South Korea raises heat alert to highest amid sweltering weather

By Reuters   August 1, 2023 | 08:14 pm PT
South Korea raises heat alert to highest amid sweltering weather
Commuters walk on a zebra crossing in Seoul, South Korea. Photo by Reuters/Kim Hong-Ji
South Korea raised the hot weather warning to its highest, the first time in four years, as parts of the country roasted in temperatures over 38 degrees Celsius (100.4 F), the interior and safety ministry said on Wednesday.

The scorching heat is estimated to have killed 23 people across the country, more than triple the record of seven during the same period last year, local media reported citing firefighting authorities.

The official temperature, measured in the city of Yeoju, south of Seoul, hit 38.4C on Tuesday, the Ministry of the Interior and Safety said.

South Korea raised the heat warning level in its four-tier system to the highest as of 6 p.m. on Tuesday, the first time since 2019.

The highest "serious" warning is issued when the apparent temperature is expected at 35C or higher in at least 40% of the country's 180 regions for three or more days. It can also be issued when the apparent temperature is likely to be 38C or higher for three or more days in 10% of the country.

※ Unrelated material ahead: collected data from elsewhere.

PR #3903, opened 2023-02-28
chore(custom-finders): solve deprecation warning

mamaraddio:
# Description

`_close` in `telescope.actions` is deprecated, telescope docs says to use `close` instead


LostNeophyte (approved):
Thanks!

PR #3904, opened 2023-02-28
add commit, vim-dadbot-completion, cmp-tw2css plugins to cmp config

thyseus:


rebuilt:
Is it for performance reasons that we haven't added everything on this list?  https://github.com/hrsh7th/nvim-cmp/wiki/List-of-sources

If the performance hit is negligable, I don't see why we can't add more items to the list of sources.  
If adding more sources is noticeable, especially on slow machines, then we should document the expected way completion sources should be added:
```lua
lvim.builtin.cmp.formatting.source_names["copilot"] = "(Copilot)"
table.insert(lvim.builtin.cmp.sources, 1, { name = "copilot" })
```

thyseus:
A similar discussion is going on here:

https://github.com/LunarVim/LunarVim/pull/2542

unfortunately my lua skills are not high enough to do it :(
thanks a lot for that lines, @rebuilt thats what i needed !

PR #3915, opened 2023-03-03
ci(issue_template): require additional terminal information

cpea2506:
Request the user to provide the terminal name for more effortless issue resolve

### DIFF
--- a/.github/ISSUE_TEMPLATE/general-issue-form.yaml
+++ b/.github/ISSUE_TEMPLATE/general-issue-form.yaml
@@ -41,6 +41,15 @@ body:
     validations:
       required: true
   - type: input
+    id: terminal-name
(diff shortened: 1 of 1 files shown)


rebuilt:
I can see how it would be useful.   Should it be required?  I'm not sure but I'm open to being convinced.

cpea2506:
> I can see how it would be useful. Should it be required? I'm not sure but I'm open to being convinced.

Yes, I think so. If we know the user's terminal, we can easily find out their related issues or point the user to how they can go to the settings of their terminal directly.

rebuilt (approved):
@cpea2506  I performed a search of closed issues that deal with the terminal in some way an there were more than I expected so I'll approve this.

PR #3930, opened 2023-03-07
feat(terminal): fire neo tree git event when closing lazygit

MisterFISHUP:
Hi,

Thank you for the awesome project. I use neo-tree and found that the git status in neo-tree is not in sync after performing some git actions in lazygit through toggleterm. I then found a way to trigger git status update in neo-tree when closing lazygit (cf https://github.com/nvim-neo-tree/neo-tree.nvim/issues/337#issuecomment-1114340769). I think it would be useful to add this in lunarvim. Protected call is used so the code won't do anything if neo-tree is not used.

### DIFF
--- a/lua/lvim/core/terminal.lua
+++ b/lua/lvim/core/terminal.lua
@@ -160,7 +160,13 @@ M.lazygit_toggle = function()
     on_open = function(_)
       vim.cmd "startinsert!"
     end,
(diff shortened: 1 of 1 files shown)


LostNeophyte:
neotree is not a core plugin, so this code shouldn't be in lunarvim, you can add it to your config.lua

PR #3951, opened 2023-03-12
fix(dap): invalid border value

meijieru:
`vim.g.border_chars` is not defined.


rebuilt (approved):
`:lua print(vim.inspect(vim.g.border_chars))` results in nil.

rebuilt:
Thanks!

PR #3953, opened 2023-03-12
feat(lang): yaml use schemastore

meijieru:
https://github.com/b0o/SchemaStore.nvim/issues/3 get merged.


lvimuser:
Why do we need to remove the `schemaStore` section? Wouldn't `schemas` be enough?

meijieru:
Fixed.

kylo252:
> Is it necessary to remove the schemaStore section?

agreed!

@meijieru, did you check that the schemas aren't conflicting/duplicated with the official store?

ChristianChiarulli (approved):

PR #3986, opened 2023-03-27
fix(nvimtree): don't overwrite update_focused_file.ignore_list

### LINKED ISSUE #3985: NvimTree Configs Overwritten
Hello,

I have a nvim-tree config that get overwritten by the following line of code, specifically:
> *nvim-tree.update_focused_file.ignore_list*
    List of buffer names and filetypes that will not update the root dir
    of the tree if the file isn't found under the current root directory.
    Only relevant when `update_focused_file.update_root` and
    `update_focused_file.enable` are `true`.
      Type: {string}, Default: `{}`

Is there a workaround for this or is there a bug?

https://github.com/LunarVim/LunarVim/blob/83aadfe66e9eac8f6441985d988eaedfe63fcf83/lua/lvim/core/nvimtree.lua#L248

I changed it to the following and it fixed my problem in my local `~/.local/share/lunarvim/lvim/lua/lvim/core/nvimtree.lua`:
```lua
lvim.builtin.nvimtree.setup.update_focused_file.enable = true
lvim.builtin.nvimtree.setup.update_focused_file.update_cwd = true
```

gtscherer:
# Description

Prevents overwrite of `nvim-tree.update_focused_file.ignore_list` configuration.

Fixes #3985

## How Has This Been Tested?

- Create a configuration with an ignore_list for nvim-tree. That list should be respected after the fix is applied.
- Specifically I use a plugin called DiffView, and every time I execute `DiffviewOpen` when nvim-tree is open, I get a nasty error taking up my whole screen. With the following line in my `config.lua`, it is supposed to prevent the error from appearing: `lvim.builtin.nvimtree.setup.update_focused_file.ignore_list = { 'DiffViewFiles' }`. However, without this fix the error still appears.

### DIFF
--- a/lua/lvim/core/nvimtree.lua
+++ b/lua/lvim/core/nvimtree.lua
@@ -245,7 +245,8 @@ function M.setup()
   if lvim.builtin.project.active then
     lvim.builtin.nvimtree.setup.respect_buf_cwd = true
     lvim.builtin.nvimtree.setup.update_cwd = true
-    lvim.builtin.nvimtree.setup.update_focused_file = { enable = true, update_cwd = true }
+    lvim.builtin.nvimtree.setup.update_focused_file.enable = true
+    lvim.builtin.nvimtree.setup.update_focused_file.update_cwd = true
   end
 
   local function telescope_find_files(_)


LostNeophyte:
thanks!

LostNeophyte (approved):

PR #3991, opened 2023-03-29
feat(mason): add on_config_done option to lvim.builtin.mason

choplin:
# Description

This PR adds the `on_config_done` option to `lvim.builtin.mason`. This behaves like `on_config_done` for other plugins, such as `lvim.builtin.nvimtree.on_config_done`. That is, if a function is assigned to `on_config_done`, it will be called at the end of the `lvim.core.mason.setup()` with an argument of the loaded `mason` module.

This enables users to define setup logic in `config.lua` using the correctly set up `mason` module. 
For example, `require("mason-registry").get_installed_packages()` does not work as expected before `mason` is set up.

## How Has This Been Tested?

- Assign a function to `lvim.builtin.mason.on_config_done`,  and check if the `mason` module has been setup properly when that function is called.


LostNeophyte (approved):
LGTM, thanks!

ChristianChiarulli (approved):

PR #548, opened 2022-05-09
Change names for relations that lookup operand and attribute of an operation.

bgogul:

PR #549, opened 2022-05-09
Calculate positional indices of operands to operations.

markww:
Because lists in Souffle are just recursive linked-list structs, it is
not very natural to look up elements by index. For the tag transform
operation from the SQL verifier, however, we need to do exactly that.
This commit introduces `operationHasOperandAtIndex`, which enriches the
old `operationToOperands` relation by adding the position the operand
holds in the operation's `operandList`.

### DIFF
--- a/src/analysis/souffle/operations.dl
+++ b/src/analysis/souffle/operations.dl
@@ -48,11 +48,32 @@ operationToPartialOperandLists([owner, op, result, operandList, attrs], operandL
 operationToPartialOperandLists(operation, tail) :-
   operationToPartialOperandLists(operation, [_, tail]).
 
-// Map full operations to operands.
-.decl operationToOperands(operation:Operation, operand: AccessPath)
+// `listLength` is the length of the `operandList`.
+.decl operandListLength(operandList: OperandList, listLength: number)
 
-operationToOperands(operation, operand) :-
-  isOperation(operation), operationToPartialOperandLists(operation, [operand, _]).
+operandListLength(nil, 0).
+operandListLength([head, tail], tailLen + 1) :-
+  operationToPartialOperandLists(_, [head, tail]), operandListLength(tail, tailLen).
+
+// `operandListLength` is the length of the `operandList` on the given
+// `operation`.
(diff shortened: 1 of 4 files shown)


src/analysis/souffle/operations.dl
```diff
@@ -48,11 +48,32 @@ operationToPartialOperandLists([owner, op, result, operandList, attrs], operandL
 operationToPartialOperandLists(operation, tail) :-
   operationToPartialOperandLists(operation, [_, tail]).
 
-// Map full operations to operands.
-.decl operationToOperands(operation:Operation, operand: AccessPath)
+// `listLength` is the length of the `operandList`.
+.decl operandListLength(operandList: OperandList, listLength: number)
```
bgogul, line 52: Should I just drop #548 and you can fix the names in this PR? Or, should I try to merge it in?

src/analysis/souffle/operations.dl
```diff
@@ -48,11 +48,32 @@ operationToPartialOperandLists([owner, op, result, operandList, attrs], operandL
...
 
-operationToOperands(operation, operand) :-
-  isOperation(operation), operationToPartialOperandLists(operation, [operand, _]).
+operandListLength(nil, 0).
+operandListLength([head, tail], tailLen + 1) :-
+  operationToPartialOperandLists(_, [head, tail]), operandListLength(tail, tailLen).
```
bgogul, line 56: If you decide to do the renaming in #548, please change this to `operationHasOperandListSuffix`. Similarly, for `operationToPartialAttributeLists`

bgogul (approved):

src/analysis/souffle/operations.dl
markww: Maybe that would be best. If we both submitted, there would be some significant conflicts that would just duplicate the work anyway.

bgogul: Sounds good. I will close the other PR.

src/analysis/souffle/operations.dl
markww: Done.

PR #552, opened 2022-05-10
Separate `.input`/`.output` directives from regular datalog.

markww:
Souffle allows indicating that certain relations are `.input` or
`.output`. The analysis will expect facts to be provided at startup to
`.input` relations and shall output facts to the `.output` relations.

Before this commit, the `.input` and `.output` directives were scattered
through the regular Datalog files. This is a bad move, as the same
analysis datalog may input and output different facts when run in
different ways. For instance, the `.input` and `.output` relations
previously specified in the datalog files were geared towards unit
tests, but were inappropriate for regular runs of the analysis.

This commit collects those `.input` and `.output` relations into a new
`tag_check_and_expectation_interface.dl` file, which indicates the
interface to the analysis for this kind of unit test. This is a pattern
I'd like to establish going forward, where each binary or library that we
produce based upon our Souffle datalog shall correspond to a separate
interface file, indicating the input and output realtions used by that
binary.

### DIFF
--- a/build_defs/test_helpers.bzl
+++ b/build_defs/test_helpers.bzl
@@ -130,11 +130,12 @@ def run_taint_exec_compare_check_results(
         outs = ["checkAndResult", "expectedCheckAndResult"],
         srcs = input_files,
         testonly = True,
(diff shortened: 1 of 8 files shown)


bgogul (approved):
Nice!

The highest daily temperature on Wednesday is expected to reach 35C in the capital Seoul, the weather agency said.

The government said it expected high temperatures to persist with oppressive humidity for the coming days, with the apparent temperature likely to hover around 35C in most parts of the country.

President Yoon Suk Yeol on Tuesday urged officials to step up measures to prevent further casualties, especially for people working outdoors, the elderly citizens and those living in makeshift houses without adequate air conditioning systems.

Near Yoon's office on Wednesday, construction workers held a press conference and called for concrete countermeasures.

"Under the current conditions, construction workers' heat deaths are 'expected deaths,'" the Korean Confederation of Trade Unions said in a statement.

The growing frequency and intensity of severe weather is symptomatic of global, human-driven climate change, experts in the field say, with heatwaves in much of the world expected to persist through August.

North Korea is also battling the unrelenting heatwave with highest daily temperatures forecast to hover around 35C to 37C by Thursday, state media reported.